■ Assignment
From the entries below, return every line that includes the word "before".

■ Stored data
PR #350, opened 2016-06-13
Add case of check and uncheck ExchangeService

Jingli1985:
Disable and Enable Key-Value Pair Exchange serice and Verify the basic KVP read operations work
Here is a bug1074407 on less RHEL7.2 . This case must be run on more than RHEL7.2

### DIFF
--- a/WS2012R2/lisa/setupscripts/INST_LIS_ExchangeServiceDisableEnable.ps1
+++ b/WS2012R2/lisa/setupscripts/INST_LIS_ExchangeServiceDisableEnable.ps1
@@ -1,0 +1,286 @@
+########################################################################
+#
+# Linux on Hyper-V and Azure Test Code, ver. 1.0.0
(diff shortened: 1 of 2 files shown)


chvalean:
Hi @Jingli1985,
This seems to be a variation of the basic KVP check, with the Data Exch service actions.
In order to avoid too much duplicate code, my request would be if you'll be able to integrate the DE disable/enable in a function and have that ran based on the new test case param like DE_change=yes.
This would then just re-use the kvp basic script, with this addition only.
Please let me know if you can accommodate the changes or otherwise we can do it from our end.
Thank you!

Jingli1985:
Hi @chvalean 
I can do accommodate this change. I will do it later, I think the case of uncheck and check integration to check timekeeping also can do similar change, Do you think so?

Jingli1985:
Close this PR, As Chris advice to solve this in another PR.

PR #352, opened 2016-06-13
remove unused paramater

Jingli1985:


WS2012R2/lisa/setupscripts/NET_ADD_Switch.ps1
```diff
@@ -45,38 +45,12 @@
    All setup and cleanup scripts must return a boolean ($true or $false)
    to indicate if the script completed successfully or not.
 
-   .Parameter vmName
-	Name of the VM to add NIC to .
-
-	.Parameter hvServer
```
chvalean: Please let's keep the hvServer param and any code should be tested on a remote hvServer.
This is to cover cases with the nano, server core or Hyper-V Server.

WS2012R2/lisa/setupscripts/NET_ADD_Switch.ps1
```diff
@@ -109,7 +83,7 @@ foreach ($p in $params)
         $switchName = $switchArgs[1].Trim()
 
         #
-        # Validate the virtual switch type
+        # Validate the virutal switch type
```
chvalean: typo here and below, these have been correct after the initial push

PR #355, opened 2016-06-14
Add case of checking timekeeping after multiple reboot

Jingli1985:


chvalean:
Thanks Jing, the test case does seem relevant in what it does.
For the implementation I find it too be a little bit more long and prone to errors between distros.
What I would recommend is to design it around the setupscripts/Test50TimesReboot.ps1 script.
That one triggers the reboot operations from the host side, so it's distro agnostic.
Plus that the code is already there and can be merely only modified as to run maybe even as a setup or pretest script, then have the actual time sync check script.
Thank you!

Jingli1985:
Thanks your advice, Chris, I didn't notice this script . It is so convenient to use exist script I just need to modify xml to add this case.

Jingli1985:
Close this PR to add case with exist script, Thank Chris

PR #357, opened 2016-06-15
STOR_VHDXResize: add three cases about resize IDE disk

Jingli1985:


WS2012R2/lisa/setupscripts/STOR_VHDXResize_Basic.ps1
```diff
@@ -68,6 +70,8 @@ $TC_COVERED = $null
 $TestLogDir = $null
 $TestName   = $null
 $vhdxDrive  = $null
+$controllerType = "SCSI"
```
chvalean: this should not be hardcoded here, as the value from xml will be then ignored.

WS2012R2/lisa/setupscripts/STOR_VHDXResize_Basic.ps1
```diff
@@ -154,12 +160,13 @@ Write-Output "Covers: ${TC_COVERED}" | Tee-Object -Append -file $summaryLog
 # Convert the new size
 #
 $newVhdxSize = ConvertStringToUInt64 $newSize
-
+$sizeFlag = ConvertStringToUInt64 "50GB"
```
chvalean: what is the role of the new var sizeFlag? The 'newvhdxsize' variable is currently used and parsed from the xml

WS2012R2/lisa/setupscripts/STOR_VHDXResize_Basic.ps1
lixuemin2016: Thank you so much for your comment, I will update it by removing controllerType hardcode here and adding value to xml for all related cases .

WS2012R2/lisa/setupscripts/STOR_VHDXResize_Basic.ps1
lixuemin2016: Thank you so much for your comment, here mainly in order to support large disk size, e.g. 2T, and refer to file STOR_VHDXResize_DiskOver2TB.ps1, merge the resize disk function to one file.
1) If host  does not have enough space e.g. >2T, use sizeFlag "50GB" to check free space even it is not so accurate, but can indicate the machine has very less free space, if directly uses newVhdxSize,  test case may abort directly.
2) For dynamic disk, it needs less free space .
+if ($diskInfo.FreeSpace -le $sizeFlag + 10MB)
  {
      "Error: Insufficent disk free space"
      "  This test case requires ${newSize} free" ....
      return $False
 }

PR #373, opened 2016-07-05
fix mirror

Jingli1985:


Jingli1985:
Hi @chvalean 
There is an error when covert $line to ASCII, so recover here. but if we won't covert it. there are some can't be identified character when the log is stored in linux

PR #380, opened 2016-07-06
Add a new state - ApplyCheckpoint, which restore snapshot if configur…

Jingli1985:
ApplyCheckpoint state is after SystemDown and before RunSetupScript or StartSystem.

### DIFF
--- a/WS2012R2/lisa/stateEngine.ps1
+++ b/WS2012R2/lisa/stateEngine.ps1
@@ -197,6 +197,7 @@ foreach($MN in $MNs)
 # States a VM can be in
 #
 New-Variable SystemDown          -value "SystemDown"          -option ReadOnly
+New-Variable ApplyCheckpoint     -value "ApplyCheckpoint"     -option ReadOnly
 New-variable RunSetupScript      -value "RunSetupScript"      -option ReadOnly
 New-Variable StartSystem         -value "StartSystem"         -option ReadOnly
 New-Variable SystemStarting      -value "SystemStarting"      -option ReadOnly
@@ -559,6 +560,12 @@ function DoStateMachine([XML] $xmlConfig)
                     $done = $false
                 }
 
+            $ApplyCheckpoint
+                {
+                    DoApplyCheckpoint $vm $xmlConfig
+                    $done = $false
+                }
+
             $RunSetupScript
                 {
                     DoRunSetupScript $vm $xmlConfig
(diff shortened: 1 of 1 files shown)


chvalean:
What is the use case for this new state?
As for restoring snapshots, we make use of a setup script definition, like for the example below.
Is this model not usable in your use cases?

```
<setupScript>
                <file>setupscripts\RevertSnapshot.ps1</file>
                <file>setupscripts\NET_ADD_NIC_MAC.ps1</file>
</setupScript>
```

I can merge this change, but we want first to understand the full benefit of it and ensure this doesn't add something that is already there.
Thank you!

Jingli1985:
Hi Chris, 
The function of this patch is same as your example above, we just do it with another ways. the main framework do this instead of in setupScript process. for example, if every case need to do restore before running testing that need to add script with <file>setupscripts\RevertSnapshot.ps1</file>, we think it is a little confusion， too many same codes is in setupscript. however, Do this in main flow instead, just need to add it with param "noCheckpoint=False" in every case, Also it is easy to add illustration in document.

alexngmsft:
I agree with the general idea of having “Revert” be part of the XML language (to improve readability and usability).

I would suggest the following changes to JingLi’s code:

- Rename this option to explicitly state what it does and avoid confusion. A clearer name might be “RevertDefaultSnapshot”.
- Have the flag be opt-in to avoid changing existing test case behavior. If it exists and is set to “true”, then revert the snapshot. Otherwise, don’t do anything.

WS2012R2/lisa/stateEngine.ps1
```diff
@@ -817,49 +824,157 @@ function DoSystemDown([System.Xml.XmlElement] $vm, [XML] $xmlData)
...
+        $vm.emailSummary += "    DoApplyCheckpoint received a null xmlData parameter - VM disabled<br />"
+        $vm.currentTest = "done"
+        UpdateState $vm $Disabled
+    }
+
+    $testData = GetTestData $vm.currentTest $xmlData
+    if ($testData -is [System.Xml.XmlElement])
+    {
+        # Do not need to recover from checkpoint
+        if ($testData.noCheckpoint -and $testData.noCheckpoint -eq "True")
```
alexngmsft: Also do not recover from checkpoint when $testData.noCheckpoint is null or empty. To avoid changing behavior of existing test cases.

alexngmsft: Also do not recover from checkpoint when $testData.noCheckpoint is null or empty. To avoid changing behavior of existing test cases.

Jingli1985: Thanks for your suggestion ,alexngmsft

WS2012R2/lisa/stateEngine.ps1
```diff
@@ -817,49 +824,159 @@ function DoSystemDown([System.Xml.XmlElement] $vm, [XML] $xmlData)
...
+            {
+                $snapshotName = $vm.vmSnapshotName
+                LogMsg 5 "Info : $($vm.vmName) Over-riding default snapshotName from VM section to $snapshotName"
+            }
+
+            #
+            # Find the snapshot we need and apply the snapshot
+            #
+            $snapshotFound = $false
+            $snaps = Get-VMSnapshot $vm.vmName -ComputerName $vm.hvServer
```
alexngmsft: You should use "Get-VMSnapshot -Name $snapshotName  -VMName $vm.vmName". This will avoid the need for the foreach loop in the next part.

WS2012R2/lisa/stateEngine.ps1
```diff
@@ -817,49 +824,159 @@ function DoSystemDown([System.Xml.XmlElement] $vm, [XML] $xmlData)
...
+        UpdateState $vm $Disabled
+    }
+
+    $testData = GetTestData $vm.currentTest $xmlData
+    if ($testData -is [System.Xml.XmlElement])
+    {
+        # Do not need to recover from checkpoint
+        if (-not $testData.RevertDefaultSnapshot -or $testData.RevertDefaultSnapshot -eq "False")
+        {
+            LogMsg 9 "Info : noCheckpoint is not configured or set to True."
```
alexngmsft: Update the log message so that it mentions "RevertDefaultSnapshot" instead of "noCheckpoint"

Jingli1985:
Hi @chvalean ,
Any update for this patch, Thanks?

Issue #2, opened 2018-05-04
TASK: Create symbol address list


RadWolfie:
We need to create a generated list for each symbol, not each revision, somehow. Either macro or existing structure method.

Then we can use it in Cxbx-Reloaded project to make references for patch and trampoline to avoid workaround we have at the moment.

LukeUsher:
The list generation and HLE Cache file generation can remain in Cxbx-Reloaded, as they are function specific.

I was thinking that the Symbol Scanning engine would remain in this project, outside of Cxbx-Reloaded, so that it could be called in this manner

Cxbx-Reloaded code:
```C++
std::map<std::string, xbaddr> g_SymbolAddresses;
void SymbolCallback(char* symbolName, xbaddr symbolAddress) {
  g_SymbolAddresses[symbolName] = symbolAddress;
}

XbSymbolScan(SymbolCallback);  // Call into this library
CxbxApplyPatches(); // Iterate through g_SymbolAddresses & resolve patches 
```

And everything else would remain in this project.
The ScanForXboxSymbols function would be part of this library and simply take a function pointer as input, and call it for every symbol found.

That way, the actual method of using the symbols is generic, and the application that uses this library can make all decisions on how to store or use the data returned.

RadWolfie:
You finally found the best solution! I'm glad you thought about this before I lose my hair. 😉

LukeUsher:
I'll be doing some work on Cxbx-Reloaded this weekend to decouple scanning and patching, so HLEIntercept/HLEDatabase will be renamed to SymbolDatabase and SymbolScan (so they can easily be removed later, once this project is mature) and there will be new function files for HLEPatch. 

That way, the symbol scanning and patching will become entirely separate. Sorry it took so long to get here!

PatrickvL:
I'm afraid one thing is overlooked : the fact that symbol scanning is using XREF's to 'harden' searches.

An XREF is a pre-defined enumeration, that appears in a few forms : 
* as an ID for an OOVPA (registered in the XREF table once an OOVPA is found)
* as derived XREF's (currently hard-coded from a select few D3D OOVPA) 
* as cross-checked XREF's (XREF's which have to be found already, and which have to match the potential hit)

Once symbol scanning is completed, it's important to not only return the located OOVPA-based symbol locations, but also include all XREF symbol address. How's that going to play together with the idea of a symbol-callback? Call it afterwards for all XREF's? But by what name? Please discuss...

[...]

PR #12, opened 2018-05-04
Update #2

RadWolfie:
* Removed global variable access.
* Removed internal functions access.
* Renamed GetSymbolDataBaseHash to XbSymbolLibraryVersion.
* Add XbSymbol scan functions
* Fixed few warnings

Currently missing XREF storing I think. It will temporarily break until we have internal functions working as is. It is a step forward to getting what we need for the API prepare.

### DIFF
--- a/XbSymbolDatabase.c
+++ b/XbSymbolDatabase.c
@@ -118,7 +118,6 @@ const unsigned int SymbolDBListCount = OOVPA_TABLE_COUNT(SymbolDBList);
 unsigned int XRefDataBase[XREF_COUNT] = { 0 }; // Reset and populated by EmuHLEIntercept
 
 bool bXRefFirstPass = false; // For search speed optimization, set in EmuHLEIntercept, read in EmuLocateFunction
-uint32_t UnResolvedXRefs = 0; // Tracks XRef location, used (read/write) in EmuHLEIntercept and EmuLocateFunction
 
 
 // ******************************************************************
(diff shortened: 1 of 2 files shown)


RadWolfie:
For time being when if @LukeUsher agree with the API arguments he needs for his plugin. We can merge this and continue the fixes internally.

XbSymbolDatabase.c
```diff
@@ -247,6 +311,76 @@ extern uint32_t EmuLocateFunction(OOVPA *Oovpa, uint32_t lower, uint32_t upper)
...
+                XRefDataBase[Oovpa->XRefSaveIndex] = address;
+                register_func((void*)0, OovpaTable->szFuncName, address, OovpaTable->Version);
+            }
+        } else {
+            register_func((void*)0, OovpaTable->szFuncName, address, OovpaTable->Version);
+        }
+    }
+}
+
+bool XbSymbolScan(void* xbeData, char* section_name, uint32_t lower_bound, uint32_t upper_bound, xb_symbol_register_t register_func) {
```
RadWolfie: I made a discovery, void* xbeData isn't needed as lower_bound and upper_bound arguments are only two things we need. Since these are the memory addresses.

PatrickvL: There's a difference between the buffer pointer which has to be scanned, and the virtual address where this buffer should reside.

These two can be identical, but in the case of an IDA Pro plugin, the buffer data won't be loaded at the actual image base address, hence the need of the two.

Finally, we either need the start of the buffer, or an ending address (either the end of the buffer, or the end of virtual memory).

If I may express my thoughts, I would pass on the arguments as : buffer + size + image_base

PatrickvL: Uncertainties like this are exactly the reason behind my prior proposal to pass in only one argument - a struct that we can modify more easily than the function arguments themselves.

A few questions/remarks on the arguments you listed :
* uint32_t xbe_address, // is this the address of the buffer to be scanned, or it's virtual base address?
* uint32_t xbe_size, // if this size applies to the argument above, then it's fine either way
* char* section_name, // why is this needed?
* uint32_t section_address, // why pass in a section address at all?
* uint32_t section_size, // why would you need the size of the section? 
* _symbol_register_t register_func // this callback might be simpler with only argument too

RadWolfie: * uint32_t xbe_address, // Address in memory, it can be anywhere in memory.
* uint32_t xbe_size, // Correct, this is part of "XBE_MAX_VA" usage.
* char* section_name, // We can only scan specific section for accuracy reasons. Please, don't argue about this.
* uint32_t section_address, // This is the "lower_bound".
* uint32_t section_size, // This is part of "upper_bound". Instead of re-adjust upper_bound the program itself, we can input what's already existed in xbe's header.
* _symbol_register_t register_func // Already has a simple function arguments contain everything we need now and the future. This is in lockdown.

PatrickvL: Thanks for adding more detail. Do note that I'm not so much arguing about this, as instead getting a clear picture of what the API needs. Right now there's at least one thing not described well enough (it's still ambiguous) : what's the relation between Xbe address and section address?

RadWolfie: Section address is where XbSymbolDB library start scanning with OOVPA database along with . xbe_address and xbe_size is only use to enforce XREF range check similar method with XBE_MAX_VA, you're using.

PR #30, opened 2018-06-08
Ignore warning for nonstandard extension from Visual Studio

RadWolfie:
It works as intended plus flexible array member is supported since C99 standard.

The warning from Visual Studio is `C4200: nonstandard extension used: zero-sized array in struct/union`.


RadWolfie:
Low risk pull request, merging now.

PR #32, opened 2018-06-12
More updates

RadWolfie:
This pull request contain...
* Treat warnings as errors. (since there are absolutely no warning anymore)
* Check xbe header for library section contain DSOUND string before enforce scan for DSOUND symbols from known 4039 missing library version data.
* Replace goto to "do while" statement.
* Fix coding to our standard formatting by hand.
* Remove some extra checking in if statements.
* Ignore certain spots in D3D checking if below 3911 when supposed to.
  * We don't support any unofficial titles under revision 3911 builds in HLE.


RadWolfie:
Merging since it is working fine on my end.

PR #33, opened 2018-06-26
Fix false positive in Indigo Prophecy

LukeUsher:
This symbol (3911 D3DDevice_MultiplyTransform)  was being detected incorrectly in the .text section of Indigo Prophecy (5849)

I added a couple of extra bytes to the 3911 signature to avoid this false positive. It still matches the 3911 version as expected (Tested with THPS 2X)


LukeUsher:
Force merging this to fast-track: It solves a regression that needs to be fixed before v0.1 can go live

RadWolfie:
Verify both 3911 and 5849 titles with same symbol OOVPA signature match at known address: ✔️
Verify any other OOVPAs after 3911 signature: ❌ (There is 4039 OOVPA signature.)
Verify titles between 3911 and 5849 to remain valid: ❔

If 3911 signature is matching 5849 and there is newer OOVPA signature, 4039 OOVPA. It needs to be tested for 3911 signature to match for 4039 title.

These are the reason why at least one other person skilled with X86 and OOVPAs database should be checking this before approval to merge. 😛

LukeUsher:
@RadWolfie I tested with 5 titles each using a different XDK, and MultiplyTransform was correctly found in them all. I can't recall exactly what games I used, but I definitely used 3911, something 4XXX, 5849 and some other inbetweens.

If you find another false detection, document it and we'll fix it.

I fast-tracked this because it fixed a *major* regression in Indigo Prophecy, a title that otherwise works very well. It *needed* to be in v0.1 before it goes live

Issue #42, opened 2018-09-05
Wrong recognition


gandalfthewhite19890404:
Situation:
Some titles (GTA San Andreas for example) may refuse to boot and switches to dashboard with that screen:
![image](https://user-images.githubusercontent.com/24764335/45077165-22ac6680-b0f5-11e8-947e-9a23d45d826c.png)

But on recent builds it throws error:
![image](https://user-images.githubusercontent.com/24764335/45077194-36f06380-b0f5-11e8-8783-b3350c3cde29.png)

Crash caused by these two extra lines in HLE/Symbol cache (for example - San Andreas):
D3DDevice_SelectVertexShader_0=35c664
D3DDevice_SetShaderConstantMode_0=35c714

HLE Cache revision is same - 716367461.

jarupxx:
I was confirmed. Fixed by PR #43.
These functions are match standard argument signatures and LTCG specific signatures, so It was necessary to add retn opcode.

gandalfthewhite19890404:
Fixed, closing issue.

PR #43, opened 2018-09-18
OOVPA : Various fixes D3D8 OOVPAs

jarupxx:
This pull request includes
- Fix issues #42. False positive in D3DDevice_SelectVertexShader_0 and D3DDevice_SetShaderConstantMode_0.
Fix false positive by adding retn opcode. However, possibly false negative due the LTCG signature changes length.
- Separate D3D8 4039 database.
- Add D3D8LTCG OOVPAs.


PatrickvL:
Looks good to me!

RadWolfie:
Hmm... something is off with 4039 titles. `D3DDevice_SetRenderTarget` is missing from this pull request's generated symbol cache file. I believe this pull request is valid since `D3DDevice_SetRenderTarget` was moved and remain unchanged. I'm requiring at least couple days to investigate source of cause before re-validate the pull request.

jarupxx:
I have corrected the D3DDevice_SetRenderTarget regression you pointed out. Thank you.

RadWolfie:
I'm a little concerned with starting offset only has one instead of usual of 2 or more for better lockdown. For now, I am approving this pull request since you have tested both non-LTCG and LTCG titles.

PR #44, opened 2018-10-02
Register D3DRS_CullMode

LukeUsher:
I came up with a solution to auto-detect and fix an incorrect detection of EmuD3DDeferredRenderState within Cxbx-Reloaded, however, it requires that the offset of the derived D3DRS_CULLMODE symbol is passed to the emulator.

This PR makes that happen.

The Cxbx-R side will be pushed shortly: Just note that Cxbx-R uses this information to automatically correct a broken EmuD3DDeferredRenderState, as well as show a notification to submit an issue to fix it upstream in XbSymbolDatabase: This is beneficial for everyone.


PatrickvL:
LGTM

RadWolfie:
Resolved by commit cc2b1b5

■ Task answer
ApplyCheckpoint state is after SystemDown and before RunSetupScript or StartSystem.
The function of this patch is same as your example above, we just do it with another ways. the main framework do this instead of in setupScript process. for example, if every case need to do restore before running testing that need to add script with <file>setupscripts\RevertSnapshot.ps1</file>, we think it is a little confusion， too many same codes is in setupscript. however, Do this in main flow instead, just need to add it with param "noCheckpoint=False" in every case, Also it is easy to add illustration in document.
You finally found the best solution! I'm glad you thought about this before I lose my hair. 😉
* Check xbe header for library section contain DSOUND string before enforce scan for DSOUND symbols from known 4039 missing library version data.
Force merging this to fast-track: It solves a regression that needs to be fixed before v0.1 can go live
These are the reason why at least one other person skilled with X86 and OOVPAs database should be checking this before approval to merge. 😛
I fast-tracked this because it fixed a *major* regression in Indigo Prophecy, a title that otherwise works very well. It *needed* to be in v0.1 before it goes live
Hmm... something is off with 4039 titles. `D3DDevice_SetRenderTarget` is missing from this pull request's generated symbol cache file. I believe this pull request is valid since `D3DDevice_SetRenderTarget` was moved and remain unchanged. I'm requiring at least couple days to investigate source of cause before re-validate the pull request.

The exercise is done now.